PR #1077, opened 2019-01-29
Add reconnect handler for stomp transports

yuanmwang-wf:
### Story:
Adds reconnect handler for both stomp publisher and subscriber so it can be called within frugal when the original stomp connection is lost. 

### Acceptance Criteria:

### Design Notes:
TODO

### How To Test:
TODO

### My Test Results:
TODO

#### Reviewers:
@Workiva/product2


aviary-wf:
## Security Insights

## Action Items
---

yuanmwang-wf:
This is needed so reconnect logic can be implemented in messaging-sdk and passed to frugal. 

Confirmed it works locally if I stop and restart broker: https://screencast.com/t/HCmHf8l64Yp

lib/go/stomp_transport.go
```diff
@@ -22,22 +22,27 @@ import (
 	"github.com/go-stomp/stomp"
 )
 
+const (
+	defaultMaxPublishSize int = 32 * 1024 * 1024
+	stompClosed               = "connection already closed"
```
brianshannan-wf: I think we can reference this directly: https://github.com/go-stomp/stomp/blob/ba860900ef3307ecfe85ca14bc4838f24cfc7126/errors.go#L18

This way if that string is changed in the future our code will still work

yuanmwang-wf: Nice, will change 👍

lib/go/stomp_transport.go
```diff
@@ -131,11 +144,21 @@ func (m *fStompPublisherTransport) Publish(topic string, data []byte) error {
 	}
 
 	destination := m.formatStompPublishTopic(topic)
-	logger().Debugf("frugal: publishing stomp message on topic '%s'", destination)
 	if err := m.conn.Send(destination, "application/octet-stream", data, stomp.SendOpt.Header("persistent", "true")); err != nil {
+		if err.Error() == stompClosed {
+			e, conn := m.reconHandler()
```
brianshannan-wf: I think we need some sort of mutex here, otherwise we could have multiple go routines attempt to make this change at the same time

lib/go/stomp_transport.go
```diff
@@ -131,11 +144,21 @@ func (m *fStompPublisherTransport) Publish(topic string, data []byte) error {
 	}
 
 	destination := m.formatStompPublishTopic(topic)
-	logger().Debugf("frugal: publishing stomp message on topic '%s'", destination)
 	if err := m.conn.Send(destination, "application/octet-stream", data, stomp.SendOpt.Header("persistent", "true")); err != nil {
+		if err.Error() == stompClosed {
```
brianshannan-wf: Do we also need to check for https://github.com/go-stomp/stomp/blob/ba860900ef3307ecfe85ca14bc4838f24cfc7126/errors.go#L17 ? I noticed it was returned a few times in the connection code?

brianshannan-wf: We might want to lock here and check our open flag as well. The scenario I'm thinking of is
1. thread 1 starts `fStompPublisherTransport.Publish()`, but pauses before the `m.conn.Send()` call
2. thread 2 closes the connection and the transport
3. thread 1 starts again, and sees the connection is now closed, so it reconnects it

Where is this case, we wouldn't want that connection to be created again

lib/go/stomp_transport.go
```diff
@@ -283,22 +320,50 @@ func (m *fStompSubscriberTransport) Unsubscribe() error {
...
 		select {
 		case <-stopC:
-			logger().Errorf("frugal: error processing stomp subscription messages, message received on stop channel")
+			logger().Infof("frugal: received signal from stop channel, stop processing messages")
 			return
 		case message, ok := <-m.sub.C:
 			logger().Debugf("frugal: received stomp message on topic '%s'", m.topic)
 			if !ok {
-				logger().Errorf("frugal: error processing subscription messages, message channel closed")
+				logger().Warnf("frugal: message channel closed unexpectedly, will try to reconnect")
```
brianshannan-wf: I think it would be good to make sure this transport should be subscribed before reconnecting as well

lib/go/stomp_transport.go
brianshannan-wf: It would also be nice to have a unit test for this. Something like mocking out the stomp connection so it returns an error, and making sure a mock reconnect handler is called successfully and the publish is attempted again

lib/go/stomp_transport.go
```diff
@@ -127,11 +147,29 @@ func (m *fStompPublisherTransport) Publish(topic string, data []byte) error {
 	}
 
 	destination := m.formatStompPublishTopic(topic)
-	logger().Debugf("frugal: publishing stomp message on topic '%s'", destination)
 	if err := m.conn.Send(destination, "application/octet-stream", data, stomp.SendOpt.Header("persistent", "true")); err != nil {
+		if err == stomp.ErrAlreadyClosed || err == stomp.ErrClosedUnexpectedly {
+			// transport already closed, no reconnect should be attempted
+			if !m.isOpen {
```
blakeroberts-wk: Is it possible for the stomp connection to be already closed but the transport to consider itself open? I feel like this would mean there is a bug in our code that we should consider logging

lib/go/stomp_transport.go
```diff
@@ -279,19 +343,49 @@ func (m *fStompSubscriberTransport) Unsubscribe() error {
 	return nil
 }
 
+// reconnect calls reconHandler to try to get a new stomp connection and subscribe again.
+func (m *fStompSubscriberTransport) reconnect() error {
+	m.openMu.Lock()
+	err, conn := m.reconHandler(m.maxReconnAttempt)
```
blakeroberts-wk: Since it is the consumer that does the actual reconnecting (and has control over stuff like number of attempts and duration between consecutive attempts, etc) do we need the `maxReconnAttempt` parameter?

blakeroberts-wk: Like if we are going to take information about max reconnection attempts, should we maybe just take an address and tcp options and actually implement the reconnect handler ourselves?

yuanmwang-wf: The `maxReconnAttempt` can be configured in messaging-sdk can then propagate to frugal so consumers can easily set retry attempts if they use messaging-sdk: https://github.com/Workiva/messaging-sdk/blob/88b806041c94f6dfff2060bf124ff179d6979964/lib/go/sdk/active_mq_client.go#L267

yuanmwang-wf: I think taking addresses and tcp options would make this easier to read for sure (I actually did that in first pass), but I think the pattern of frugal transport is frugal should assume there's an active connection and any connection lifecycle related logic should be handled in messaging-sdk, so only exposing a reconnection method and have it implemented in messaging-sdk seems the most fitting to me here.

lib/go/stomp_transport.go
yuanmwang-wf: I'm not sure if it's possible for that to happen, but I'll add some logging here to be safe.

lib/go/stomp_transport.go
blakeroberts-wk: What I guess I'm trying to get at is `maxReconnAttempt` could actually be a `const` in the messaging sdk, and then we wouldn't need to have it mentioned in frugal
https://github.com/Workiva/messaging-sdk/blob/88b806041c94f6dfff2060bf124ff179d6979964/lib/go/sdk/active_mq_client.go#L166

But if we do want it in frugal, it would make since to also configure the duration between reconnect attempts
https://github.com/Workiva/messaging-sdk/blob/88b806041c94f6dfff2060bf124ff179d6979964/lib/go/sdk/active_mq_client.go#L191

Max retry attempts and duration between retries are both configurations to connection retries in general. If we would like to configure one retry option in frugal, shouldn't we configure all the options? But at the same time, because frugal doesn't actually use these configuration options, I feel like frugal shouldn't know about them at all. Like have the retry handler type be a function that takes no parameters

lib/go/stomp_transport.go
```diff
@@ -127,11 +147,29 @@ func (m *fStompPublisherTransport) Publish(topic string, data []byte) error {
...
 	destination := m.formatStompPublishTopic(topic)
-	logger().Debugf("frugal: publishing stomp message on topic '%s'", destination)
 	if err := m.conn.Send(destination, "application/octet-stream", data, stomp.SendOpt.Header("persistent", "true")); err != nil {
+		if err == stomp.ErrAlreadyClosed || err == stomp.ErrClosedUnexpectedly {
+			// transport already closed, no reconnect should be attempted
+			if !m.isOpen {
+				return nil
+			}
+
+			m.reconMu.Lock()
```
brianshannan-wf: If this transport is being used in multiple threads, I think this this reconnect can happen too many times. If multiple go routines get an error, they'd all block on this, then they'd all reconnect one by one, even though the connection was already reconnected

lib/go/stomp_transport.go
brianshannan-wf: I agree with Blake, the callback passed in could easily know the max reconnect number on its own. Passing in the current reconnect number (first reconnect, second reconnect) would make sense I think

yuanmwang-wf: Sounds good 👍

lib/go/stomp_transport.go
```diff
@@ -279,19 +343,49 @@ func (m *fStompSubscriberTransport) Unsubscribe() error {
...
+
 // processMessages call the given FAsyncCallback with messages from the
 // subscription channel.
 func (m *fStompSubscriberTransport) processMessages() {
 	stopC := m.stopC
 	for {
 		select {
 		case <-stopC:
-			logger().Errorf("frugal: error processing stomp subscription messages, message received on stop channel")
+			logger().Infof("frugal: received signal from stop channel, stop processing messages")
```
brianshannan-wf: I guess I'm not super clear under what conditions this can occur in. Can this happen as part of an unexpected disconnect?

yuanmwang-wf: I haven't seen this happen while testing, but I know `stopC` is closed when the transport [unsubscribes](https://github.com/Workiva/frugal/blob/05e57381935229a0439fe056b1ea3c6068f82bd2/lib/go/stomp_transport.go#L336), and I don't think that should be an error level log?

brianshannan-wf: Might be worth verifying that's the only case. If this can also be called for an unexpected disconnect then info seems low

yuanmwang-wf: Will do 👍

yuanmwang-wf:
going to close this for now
§ §
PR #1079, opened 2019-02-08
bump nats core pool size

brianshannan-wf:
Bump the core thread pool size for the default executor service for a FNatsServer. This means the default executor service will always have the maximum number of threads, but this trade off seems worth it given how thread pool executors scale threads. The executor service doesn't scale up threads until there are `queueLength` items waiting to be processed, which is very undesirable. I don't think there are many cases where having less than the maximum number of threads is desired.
§ §
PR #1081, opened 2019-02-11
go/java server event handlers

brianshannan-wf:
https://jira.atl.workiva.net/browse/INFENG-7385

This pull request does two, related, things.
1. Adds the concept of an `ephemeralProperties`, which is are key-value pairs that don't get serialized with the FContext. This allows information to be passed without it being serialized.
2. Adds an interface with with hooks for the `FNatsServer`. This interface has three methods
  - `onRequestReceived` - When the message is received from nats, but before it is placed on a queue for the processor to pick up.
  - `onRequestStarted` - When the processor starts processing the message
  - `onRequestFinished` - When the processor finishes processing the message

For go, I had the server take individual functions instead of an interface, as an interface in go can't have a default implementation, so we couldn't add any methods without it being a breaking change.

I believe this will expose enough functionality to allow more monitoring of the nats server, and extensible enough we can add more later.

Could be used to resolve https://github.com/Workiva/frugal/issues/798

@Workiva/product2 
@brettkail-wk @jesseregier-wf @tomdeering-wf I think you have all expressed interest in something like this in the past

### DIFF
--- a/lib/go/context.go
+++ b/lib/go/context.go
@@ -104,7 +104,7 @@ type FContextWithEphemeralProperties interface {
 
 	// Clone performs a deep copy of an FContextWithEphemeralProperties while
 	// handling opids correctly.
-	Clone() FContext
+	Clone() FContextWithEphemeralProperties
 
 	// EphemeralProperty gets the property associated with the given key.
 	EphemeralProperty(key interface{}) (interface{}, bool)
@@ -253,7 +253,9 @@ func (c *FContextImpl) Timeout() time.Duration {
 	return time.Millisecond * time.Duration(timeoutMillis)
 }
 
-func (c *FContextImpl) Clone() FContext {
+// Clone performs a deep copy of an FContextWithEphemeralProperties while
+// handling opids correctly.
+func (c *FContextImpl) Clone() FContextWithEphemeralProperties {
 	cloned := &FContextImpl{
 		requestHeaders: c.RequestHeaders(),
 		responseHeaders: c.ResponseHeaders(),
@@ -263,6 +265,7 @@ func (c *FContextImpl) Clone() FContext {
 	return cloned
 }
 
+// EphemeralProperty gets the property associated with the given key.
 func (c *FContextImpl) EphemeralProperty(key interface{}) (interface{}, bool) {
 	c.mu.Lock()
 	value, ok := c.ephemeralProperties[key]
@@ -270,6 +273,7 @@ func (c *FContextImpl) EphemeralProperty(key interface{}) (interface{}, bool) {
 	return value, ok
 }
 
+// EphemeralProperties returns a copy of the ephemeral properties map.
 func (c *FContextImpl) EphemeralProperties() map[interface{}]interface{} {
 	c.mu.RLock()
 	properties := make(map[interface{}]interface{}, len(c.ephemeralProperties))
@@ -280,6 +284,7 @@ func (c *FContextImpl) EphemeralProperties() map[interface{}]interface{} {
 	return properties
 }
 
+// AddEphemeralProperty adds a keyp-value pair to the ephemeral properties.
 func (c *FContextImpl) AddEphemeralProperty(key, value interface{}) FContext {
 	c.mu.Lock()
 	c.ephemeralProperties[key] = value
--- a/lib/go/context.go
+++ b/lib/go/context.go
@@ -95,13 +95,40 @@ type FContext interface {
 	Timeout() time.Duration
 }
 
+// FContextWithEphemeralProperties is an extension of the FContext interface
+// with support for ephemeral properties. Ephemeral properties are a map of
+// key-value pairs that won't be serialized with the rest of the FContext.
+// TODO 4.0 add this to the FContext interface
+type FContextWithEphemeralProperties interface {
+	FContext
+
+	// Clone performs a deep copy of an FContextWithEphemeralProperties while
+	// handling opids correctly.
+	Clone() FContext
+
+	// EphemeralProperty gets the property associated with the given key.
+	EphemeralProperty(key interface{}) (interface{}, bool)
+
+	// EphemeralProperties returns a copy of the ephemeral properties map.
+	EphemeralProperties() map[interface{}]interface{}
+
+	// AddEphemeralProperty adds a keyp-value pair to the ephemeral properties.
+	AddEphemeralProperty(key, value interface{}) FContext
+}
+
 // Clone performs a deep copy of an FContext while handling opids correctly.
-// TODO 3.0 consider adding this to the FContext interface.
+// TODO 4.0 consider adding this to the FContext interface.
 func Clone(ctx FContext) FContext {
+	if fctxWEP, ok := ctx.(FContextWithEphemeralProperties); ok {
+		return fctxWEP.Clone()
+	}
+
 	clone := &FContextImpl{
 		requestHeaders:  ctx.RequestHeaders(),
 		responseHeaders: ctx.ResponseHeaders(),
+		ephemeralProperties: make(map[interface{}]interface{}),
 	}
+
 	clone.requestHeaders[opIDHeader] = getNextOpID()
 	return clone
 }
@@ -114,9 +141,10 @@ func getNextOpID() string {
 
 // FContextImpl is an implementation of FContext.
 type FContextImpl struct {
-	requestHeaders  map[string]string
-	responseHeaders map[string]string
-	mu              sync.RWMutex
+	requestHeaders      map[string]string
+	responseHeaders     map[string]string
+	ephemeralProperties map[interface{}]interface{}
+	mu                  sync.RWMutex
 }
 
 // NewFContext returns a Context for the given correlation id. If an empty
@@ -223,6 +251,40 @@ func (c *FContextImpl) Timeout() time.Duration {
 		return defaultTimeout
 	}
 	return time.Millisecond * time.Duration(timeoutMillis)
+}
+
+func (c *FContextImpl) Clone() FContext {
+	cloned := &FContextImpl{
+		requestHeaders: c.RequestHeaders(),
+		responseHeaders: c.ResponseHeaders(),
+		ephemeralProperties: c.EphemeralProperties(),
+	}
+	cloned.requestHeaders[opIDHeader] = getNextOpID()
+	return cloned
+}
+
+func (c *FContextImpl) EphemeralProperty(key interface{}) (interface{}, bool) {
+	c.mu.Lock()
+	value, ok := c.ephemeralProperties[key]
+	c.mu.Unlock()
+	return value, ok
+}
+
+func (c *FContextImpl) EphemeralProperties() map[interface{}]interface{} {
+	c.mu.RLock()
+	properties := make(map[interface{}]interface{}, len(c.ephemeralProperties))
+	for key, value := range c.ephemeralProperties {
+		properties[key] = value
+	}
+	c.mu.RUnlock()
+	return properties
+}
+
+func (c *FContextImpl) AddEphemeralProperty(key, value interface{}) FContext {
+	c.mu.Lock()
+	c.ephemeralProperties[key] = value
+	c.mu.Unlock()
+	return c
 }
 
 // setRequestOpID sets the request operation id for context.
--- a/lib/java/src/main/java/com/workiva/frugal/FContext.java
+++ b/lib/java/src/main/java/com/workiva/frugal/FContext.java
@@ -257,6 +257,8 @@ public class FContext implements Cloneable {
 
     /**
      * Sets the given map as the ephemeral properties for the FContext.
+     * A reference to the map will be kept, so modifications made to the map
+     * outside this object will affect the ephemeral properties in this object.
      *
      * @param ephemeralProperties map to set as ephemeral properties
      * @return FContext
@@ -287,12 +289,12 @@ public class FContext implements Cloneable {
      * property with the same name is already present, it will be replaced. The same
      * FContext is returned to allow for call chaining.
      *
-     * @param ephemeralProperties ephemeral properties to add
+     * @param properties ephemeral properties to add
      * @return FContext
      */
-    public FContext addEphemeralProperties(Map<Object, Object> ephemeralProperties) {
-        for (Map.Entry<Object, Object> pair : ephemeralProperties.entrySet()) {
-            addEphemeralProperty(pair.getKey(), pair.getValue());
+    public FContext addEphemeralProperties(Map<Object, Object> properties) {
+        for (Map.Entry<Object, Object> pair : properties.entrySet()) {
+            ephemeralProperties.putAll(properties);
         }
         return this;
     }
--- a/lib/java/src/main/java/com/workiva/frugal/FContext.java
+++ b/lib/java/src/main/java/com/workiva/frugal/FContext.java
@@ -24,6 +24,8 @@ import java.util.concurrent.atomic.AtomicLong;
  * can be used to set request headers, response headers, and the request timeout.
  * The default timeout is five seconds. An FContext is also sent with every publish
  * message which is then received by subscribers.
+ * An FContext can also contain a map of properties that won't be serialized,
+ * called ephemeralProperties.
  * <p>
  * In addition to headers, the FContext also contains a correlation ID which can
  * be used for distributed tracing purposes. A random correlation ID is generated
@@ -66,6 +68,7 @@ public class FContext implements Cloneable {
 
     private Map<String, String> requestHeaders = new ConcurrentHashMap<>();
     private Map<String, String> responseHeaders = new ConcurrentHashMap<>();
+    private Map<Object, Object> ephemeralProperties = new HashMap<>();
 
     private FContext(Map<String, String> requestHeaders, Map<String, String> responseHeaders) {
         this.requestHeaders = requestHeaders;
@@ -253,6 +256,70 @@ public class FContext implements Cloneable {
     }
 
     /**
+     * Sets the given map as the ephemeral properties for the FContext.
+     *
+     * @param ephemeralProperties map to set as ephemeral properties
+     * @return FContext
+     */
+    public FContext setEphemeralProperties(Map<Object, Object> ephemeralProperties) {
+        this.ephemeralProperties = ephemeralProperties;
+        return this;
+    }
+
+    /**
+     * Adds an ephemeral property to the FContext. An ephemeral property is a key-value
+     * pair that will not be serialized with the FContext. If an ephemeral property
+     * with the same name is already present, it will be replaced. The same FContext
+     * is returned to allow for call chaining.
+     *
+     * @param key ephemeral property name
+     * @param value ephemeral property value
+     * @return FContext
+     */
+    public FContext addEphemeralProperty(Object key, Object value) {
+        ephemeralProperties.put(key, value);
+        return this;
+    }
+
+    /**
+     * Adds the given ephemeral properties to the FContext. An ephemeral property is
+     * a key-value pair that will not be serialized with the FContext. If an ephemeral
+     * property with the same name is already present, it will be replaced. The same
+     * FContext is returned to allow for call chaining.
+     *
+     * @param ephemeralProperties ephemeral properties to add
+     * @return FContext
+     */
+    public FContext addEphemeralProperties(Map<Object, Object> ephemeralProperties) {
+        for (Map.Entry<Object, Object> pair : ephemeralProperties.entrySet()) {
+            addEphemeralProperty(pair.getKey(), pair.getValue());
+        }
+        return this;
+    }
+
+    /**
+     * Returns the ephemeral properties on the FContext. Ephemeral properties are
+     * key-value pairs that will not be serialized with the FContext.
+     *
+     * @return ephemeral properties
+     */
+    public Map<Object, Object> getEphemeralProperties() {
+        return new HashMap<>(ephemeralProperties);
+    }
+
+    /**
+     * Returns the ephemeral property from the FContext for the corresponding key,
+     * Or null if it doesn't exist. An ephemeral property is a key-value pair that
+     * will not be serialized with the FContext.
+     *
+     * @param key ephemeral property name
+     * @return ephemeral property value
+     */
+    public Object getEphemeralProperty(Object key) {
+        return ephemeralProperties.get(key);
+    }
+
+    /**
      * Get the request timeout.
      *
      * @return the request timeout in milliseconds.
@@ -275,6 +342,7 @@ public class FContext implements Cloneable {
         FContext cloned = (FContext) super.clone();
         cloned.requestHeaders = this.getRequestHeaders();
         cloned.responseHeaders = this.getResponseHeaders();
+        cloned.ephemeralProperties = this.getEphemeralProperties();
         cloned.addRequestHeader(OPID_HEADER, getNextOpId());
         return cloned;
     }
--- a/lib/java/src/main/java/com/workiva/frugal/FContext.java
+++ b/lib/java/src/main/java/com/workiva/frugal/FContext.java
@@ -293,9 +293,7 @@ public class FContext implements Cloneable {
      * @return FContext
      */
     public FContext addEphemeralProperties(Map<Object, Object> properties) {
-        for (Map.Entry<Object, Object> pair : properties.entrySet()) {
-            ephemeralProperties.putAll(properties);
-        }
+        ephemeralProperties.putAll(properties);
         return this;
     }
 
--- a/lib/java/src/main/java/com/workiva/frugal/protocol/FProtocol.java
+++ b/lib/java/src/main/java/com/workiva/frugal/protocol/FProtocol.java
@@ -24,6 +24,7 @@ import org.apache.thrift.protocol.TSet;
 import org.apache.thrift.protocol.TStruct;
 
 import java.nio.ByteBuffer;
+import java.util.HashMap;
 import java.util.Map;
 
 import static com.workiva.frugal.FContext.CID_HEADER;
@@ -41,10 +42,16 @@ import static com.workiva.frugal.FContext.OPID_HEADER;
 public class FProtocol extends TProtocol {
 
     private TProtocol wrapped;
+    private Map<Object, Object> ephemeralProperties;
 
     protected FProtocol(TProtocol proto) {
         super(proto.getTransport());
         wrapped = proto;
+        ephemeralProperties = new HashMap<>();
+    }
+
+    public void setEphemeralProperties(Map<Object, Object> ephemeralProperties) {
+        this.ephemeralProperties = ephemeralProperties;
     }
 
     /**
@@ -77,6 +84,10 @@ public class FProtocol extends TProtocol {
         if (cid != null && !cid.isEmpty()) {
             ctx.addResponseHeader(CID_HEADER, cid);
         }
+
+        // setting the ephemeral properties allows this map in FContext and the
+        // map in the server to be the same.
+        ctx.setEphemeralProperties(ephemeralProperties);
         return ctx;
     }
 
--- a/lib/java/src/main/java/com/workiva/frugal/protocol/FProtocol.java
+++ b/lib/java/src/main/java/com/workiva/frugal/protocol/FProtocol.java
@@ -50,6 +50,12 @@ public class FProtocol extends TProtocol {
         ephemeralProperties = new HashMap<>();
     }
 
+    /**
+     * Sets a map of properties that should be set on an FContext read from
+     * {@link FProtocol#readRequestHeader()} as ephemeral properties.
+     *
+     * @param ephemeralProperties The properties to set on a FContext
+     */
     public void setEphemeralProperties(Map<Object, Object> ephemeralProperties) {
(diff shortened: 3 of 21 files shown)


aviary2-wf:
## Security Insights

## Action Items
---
§ §
Each line that includes the string "copy" should be copied from the data.

* Your response:
 	// Clone performs a deep copy of an FContextWithEphemeralProperties while
+// Clone performs a deep copy of an FContextWithEphemeralProperties while
+// EphemeralProperties returns a copy of the ephemeral properties map.
+	// Clone performs a deep copy of an FContextWithEphemeralProperties while
+	// EphemeralProperties returns a copy of the ephemeral properties map.
 // Clone performs a deep copy of an FContext while handling opids correctly.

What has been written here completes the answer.